I did not want a drop of her blood upon my clothes and so I took off my ulster, jacket, waistcoat and trousers; hanging upon the back of her door was a faded coat, bordered with thin fur, and I wrapped it around myself before taking out my knife. That knife is a lovely object with a carved ivory handle; I purchased it at Gibbon’s in the Haymarket for fifteen shillings and the pity of it was that, after I had entered her, its shine would be lost forever. I remember in my schooldays how I mourned when my first line of ink spotted the purity of a new book of exercises—now I was about to write my name again, but with a different instrument. She only began to stir after I had taken out a piece of intestine and blown softly upon it; there was a moan or sigh coming from her although, on looking back and surveying the scene in my mind’s eye, I believe that it might have been her spirit leaving the earth. Her eyes had opened, and I had to take them out with my knife for fear that my image had been seared upon them. I dipped my hands into the chamber pot and washed off her blood with her gin; then, out of sheer delight, I shat into it. It was over. She had been evacuated from the world, and I had evacuated. We were both now empty vessels, waiting for the presence of God.
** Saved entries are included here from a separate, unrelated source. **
PR #366, opened 2024-05-23
fix docs

flavio:
When building the docs, provide additional information about which feature makes a module/struct/function/method available.

Fix some warnings returned by `cargo doc`. The warnings were caused by broken internal references.

Finally, build the documentation as part of PRs. Fail when something wrong is found while building the docs.

### DIFF
--- a/Cargo.toml
+++ b/Cargo.toml
@@ -8,6 +8,9 @@ license = "Apache-2.0"
 readme = "README.md"
 repository = "https://github.com/sigstore/sigstore-rs"
 
+[package.metadata.docs.rs]
+all-features = true
+
 [features]
 default = ["full-native-tls", "cached-client", "sigstore-trust-root", "bundle"]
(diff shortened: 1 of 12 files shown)


Cargo.toml
```diff
@@ -44,7 +47,13 @@ sign = ["sigstore_protobuf_specs", "fulcio", "rekor", "cert"]
 verify = ["sigstore_protobuf_specs", "fulcio", "rekor", "cert"]
 bundle = ["sign", "verify"]
 
-sigstore-trust-root = ["sigstore_protobuf_specs", "futures-util", "tough", "regex", "tokio/sync"]
+sigstore-trust-root = [
```
Xynnn007, line 50: Not any suggestions to here, just wonder: which tool/how do you re-format the toml format here?

Xynnn007 (approved):
Great! We could foresee this would do help a lot!

Cargo.toml
flavio: I'm using [taplo](https://taplo.tamasfe.dev/), I've got enabled inside of my vim setup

SEPTEMBER 7, 1880: May I quote Thomas De Quincey? In the pages of his essay “On Murder Considered as One of the Fine Arts” I first learned of the Ratcliffe Highway deaths, and ever since that time his work has been a source of perpetual delight and astonishment to me. Who could fail to be moved by his description of the murderer, John Williams, who committed his acts out of “pure voluptuousness, entirely disinterested” and who provoked an exterminating tragedy worthy of Middleton or Tourneur? The destroyer of the Marr family was “a solitary artist, who rested in the center of London, self-supported by his own conscious grandeur,” an artist who used London as the “studio” to display his works. And what a marvelous touch by De Quincey, to suggest that Williams’s bright yellow hair, “something between an orange and a lemon color,” had been dyed to create a deliberate contrast to the “bloodless ghostly pallor” of his face. I hugged myself in delight when I first read how he had dressed for each murder as if he were going upon the stage: “when he went out for a grand compound massacre he always assumed black silk stockings and pumps; nor would he on any account have degraded his position as an artist by wearing a morning gown. In his second great performance, it was particularly noticed and recorded by the one sole trembling man, who under killing agonies of fear was compelled (as the reader will find) from a secret stand to become the solitary spectator of his atrocities, that Mr. Williams wore a long blue frock, of the very finest cloth, and richly lined with silk.” But no more now: I can heartily recommend this work. Is that not what they say?

SEPTEMBER 8, 1880: Rain all day. Read some Tennyson to my dear wife, Elizabeth, before we retired.